La prima consiste nell’ascolto dei cittadini europei e nella raccolta delle loro idee e proposte, combinando eventi dal vivo in tutto il continente e una piattaforma online diffusa e tradotta in 22 lingue: eurhope.org.

Queste idee saranno poi raccolte ed affiancate a concrete proposte politiche per formare un’Agenda of Hope. Il suo obiettivo è influenzare i programmi elettorali e il dibattito in vista delle europee. Nel 2024 poi, con l’avvicinarsi dell’appuntamento elettorale, una mobilitazione paneuropea punterà alla chiamata al voto e alla creazione di un diretto rapporto di fiducia tra cittadini e candidati, sulla base delle idee raccolte, con la concreta prospettiva di procedere ad una riforma strutturale dell’Unione, che deve essere il principale obiettivo del nuovo Parlamento.

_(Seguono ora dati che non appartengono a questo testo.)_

PR #1058, opened 2023-05-23
fix(lightning): show error if unable to afford channel

### LINKED ISSUE #1050: [Bug]: Can't open channel: fee error
### Describe the bug

I tried to open a channel and got this.

```
Unable To Broadcast Transaction

the transaction was rejected by network rules.

min relay fee not met, 79 < 113
```
How do I fix that, and how could the error be easier for a user to understand?

### Reproduce

Any attempt to open a channel does this.

### Screenshots / Recording

https://github.com/synonymdev/bitkit/assets/8538369/c8a9ae17-6ca6-46e0-977a-f4faa0dc3031

### Operating system

Android

### Bitkit version

1.0 (46)

### Log output

_No response_

pwltr:
### Description

Improve channel purchase UX by showing an error toast when the user is unable to afford the cost for the channel.

### Linked Issues/Tasks

Closes https://github.com/synonymdev/bitkit/issues/1050

### Type of change

### Tests

- [ ] Detox test
- [ ] Unit test
- [x] No test

### Screenshot / Video

https://github.com/synonymdev/bitkit/assets/8538369/892c90b3-97b1-4462-9cfc-2eb869010634

### QA Notes

If unable to afford the cost for a channel an error toast should appear.

### DIFF
--- a/src/utils/wallet/transactions.ts
+++ b/src/utils/wallet/transactions.ts
@@ -1084,7 +1084,7 @@ export const updateFee = ({
 	selectedNetwork?: TAvailableNetworks;
 	index?: number;
 	transaction?: ISendTransaction;
-}): Result<string> => {
+}): Result<{ fee: number }> => {
 	if (!selectedWallet) {
 		selectedWallet = getSelectedWallet();
 	}
@@ -1107,19 +1107,13 @@ export const updateFee = ({
 		inputs: transaction.inputs,
 	});
 
-	const max = transaction.max;
-	const message = transaction.message;
-	const outputs = transaction.outputs;
+	const { max, message, outputs } = transaction;
 	let address = '';
 	if (outputs.length > index) {
 		address = outputs[index]?.address ?? '';
 	}
 
-	//Check that the user has enough funds
-	const newFee = getTotalFee({
-		satsPerByte,
-		message,
-	});
+	const newFee = getTotalFee({ satsPerByte, message });
 
 	//Return if the new fee exceeds half of the user's balance
 	if (newFee >= inputTotal / 2) {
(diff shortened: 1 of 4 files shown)


src/utils/wallet/transactions.ts
```diff
@@ -1107,27 +1107,13 @@ export const updateFee = ({
...
-		satsPerByte,
-		message,
-	});
-
-	//Return if the new fee exceeds half of the user's balance
-	if (newFee >= inputTotal / 2) {
-		return err(
-			'Unable to increase the fee any further. Otherwise, it will exceed half the current balance.',
-		);
-	}
```
pwltr: Not sure why this limit is needed, maybe we can remove it now that we have warning dialogs for various cases in the send flow?

coreyphillips: We should leave this limit in in order to prevent the user from creating a transaction with a fee greater than the amount they are trying to spend. Electrum also has rules to prevent this from occurring, but it's better they encounter that limit here then after they try to broadcast and have it fail.

coreyphillips (changes requested):

src/utils/wallet/transactions.ts
pwltr: Is the rule for half or the full amount? We need to handle this case in multiple more places and show errors if the limit is `fee >= inputTotal / 2`. With a onchain balance of ~50000 sats I run into issues here quite often.

coreyphillips: Sorry. Yes, meant to say if it's greater than 50% of the full amount (Ex: Any fee >= 500 for a 1000 sat tx).

coreyphillips (approved):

Le urgenze dettate dalle crisi e la spinta del consenso sono le uniche forze in grado di affrontare gli ideologismi nazionalisti e offrire soluzioni reali per le sfide globali che abbiamo di fronte.

Questa rivoluzione di approccio, già iniziata dalla CoFoE, potrà rappresentare allora la concreta speranza di costruire, anche a partire dalle prossime elezioni europee, un’Europa migliore.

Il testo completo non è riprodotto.